Caenith finished and blotted the girl’s chin. He stared up into the pines, finding the white sliver of moon beyond and took many meditative breaths. When he was ready to speak, he did so with a bitter smile.

“I am glad that you feel that way. That man was evil. There was a stain on his soul. I can smell these things now, since the Fuilimean. I can feel with more than my physical senses. I felt how alone this child was, and how dark her future. I know that I have invited danger, yet she could not be left to her fate. We have given ourselves a burden, though I do not think Morigan would have forgiven me if I had left Macha there.”

“Macha, is that her name?”

“Yes, that is what she tells me.”

Considering the girl’s use of ancient Ghaedic, and the unearthliness about her, Thackery asked the obvious question. “She is not a normal child, is she?”

“Normal like you, or normal like me?” the Wolf asked with a grin. He caressed Macha’s face and stood. “She is no slow-walker, if that is what you mean. Although she is now an outcast from the East, too. A child without kin or identity. She will have greater troubles than what we rescued her from.”

“What do you mean?” asked Thackery.

“I shall tell you as we walk,” promised the Wolf, and began to splash through the creek. “I can smell the smothered fire blowing in from the west, and the Crowes over the Black Grove suddenly fly in flocks. If we are not pursued, we could be soon, and distance will be our only advantage now that I have ruined our false identities.”

Quickly, Thackery snapped off a walking stick for his aching legs and chased after the Wolf. “I don’t think that our aliases were all that sound anyhow, and rescuing that youngling was a choice that we appeared to make together.”

“That we did,” agreed the Wolf.

Each man had a private smile and was content with the quiet of the night. Caenith did not explain the girl’s predicament immediately, and Thackery was in no rush for him to do so. The forest was calm and accommodating of the travelers and their solitary moods. Most of the underbrush had surrendered to a spicy bed of pine needles that cushioned the feet, and the trees
grew far enough apart that there was no sense of entrapment. Indeed, they could have been wandering a vast temple of nature: each mighty pine an intricate pillar, each bird hoot the song of a worshiper. Stuck on temples, Thackery’s mind rambled further, into thoughts of worship, of old voices and ancient kings. He intuited a meeting point of all these ideas, histories, and fates that he had been exposed to as of late, and tried to bind them into a single significance.

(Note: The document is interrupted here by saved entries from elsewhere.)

PR #1025, opened 2018-04-03
Use real framebuffer size (NV2A LLE)

LukeUsher:
This reads the framebuffer size from the current display mode when blitting the NV2A framebuffer to the window.

Additionally, it prepares for YUV overlay support, which is currently not implemented in LLE.


src/devices/video/nv2a.cpp
```diff
@@ -526,27 +388,30 @@ void NV2ADevice::SwapBuffers(NV2AState *d)
...
 	static GLenum format = GL_RGBA;
 	static GLenum type = GL_UNSIGNED_INT_8_8_8_8;
+	static int framebufferWidth = 640;
+	static int framebufferHeight = 480;
 
 	static GLuint texture = -1;
 
 	// Convert AV Format to OpenGl format details & destroy the texture if format changed..
-	// This is requried for titles that use a non ARGB framebuffer, such was Beats of Rage
+	// This is required for titles that use a non ARGB framebuffer, such was Beats of Rage
```
Margen67: *such **as**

What could it all mean? The entity that has taken the Sun King? The ancient voice that demands to be honored through rule? What is this thing that is older than our oldest? Are there more like it? If so, then cosmologists, historians, and philosophers are blind to the greatest of truths, or they have chosen to forget so that they might rule as others should. If we are not the first children of Geadhain, what came before us? And more importantly, what will come after? After these entities have come or have gone again? Morigan’s gifts…Morigan’s fate…she is the center of this storm. What voice does she hear? What is her tie to this ancient past? For there must be one
.

“Hmm?” said Thackery. Caenith had addressed him.

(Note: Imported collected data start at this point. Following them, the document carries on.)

PR #1034, opened 2018-04-04
NVIDIA Experiment: Round 2

LukeUsher:
It's hard to debug this without an NVIDIA card myself, but we'll see how this goes..


LukeUsher:
It worked!

ergo720:
@LukeUsher are you sure that it works? I tested Halo with GPU LLE and if I use the integrated Intel GPU the game boots fine, but if I use the dedicated NVIDIA GPU I just get an infinite black screen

“Macha,” repeated Caenith. “She is a skin-walker.”

“I see.”

From behind, Thackery watched Caenith’s mighty shoulders slump with sympathy. “Only she has no skin to walk in. Hunters caught the girl and her kin out of their skins, lying with the sea lions south on the Feordhan. If I had to guess, I would say that they were taken for savages and were treated with the same kindness slow-walkers show to those who would live with nature instead of against her. Her father was killed, her mother raped and slain shortly after. All their skins—including hers—were taken. Once the beach was red, I doubt that the hunters knew what they had found. A few hides tossed in with the rest. I imagine they have since been sold and snipped up into the latest fashions for wealthy masters.”